Menyebutnya plek sebagai film horor mungkin akan membuat sebagian penonton kasual kecele. Horor memang, bahkan di satu titik masuk ke ranah supranatural, tapi bukan horor yang berfokus pada hantu-hantuan atau sadis-sadisan belaka. Memang ada adegan penampakan dan barang yang bergerak sendiri serta bagian yang berdarah-darah, namun bukan aktivitas paranormal yang membuat kita takut. Alih-alih, ia menggunakan elemen supranatural untuk mengeksplorasi tragedi emosional. Kita ngeri akan apa yang mungkin bakal menimpa mereka atau apa yang mungkin bakal mereka lakukan.
Ini sukses membuat kita duduk tak nyaman nyaris sepanjang durasi berkat kelihaian pembuatnya dalam membangun atmosfer. Kita langsung bisa menyadari bahwa kita berada di tangan sutradara yang mantap, terlepas dari fakta bahwa ini adalah film panjang pertamanya. Horornya berasal dari sumber teror yang paling hakiki, yaitu realitas jiwa manusia itu sendiri. Namun ini juga membuatnya menjadi film yang pelik. Ia berusaha begitu dekat dengan dunia nyata sampai printilan-printilan cela yang biasanya saya abaikan dalam sebuah film horor tradisional menyentil logika saya berkali-kali, yang jujur saja mengganggu kenikmatan menonton.
Apa yang akan menimpa keluarga Graham, silakan anda temukan sendiri. Tapi saya bisa memberi tahu apa yang baru saja mereka alami. Film dibuka dengan pemakaman. Nenek baru saja meninggal. Meski berduka, Annie (Toni Collette) bilang bahwa ia tak pernah dekat-dekat amat dengan ibunya tersebut. Sang ibu, katanya, adalah orang tertutup yang hanya mau bergaul dengan teman-teman eksklusifnya.
Yang bermasalah bukan cuma si nenek. Anak sulung Annie, Peter (Alex Wolff) adalah remaja canggung yang suka bengong dan ngerokok ganja. Sementara anak bungsunya, Charlie (Milly Shapiro)... sangat aneh. Betul-betul aneh. Ia suka bikin suara "klok" dengan mulut, rajin membuat gambar-gambar seram di buku catatan, dan itu buat apa potongan kepala dari bangkai burung dikantongin. Cuma si ayah (Gabriel Byrne) yang kelihatan agak normal.

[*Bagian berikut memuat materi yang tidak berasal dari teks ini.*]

PR #10479, opened 2026-08-24
fix(redteam): account for all scan-time model calls

jameshiester-oai:
## Summary

- Attribute authoritative-markup attacks, memory-poisoning scenarios, MCP materialization, and indirect-web page generation to attacker usage without inflating target probes.
- Attribute blocking-question analysis to grading; preserve usage across runtime transforms, cached responses, failed requests, and text-only HTTP response transforms.
- Count the final iterative-tree target request even when the provider does not report token usage.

Bagaimana dengan Annie? Ia sendiri bahkan tak yakin dengan kesehatan mentalnya. Pernah dulu ia melakukan sesuatu saat sleepwalking yang nyaris membahayakan nyawa kedua anaknya. Di hari biasa, Annie adalah seniman miniatur yang sedang punya proyek komersil, tapi malah membuat membuat miniatur rumahnya sendiri, termasuk reka ulang dari beberapa tragedi yang menimpa keluarganya. Apakah ini perwujudan dari hasratnya yang ingin mengontrol nasib keluarga yang tak bisa ia kendalikan? Atau... atau...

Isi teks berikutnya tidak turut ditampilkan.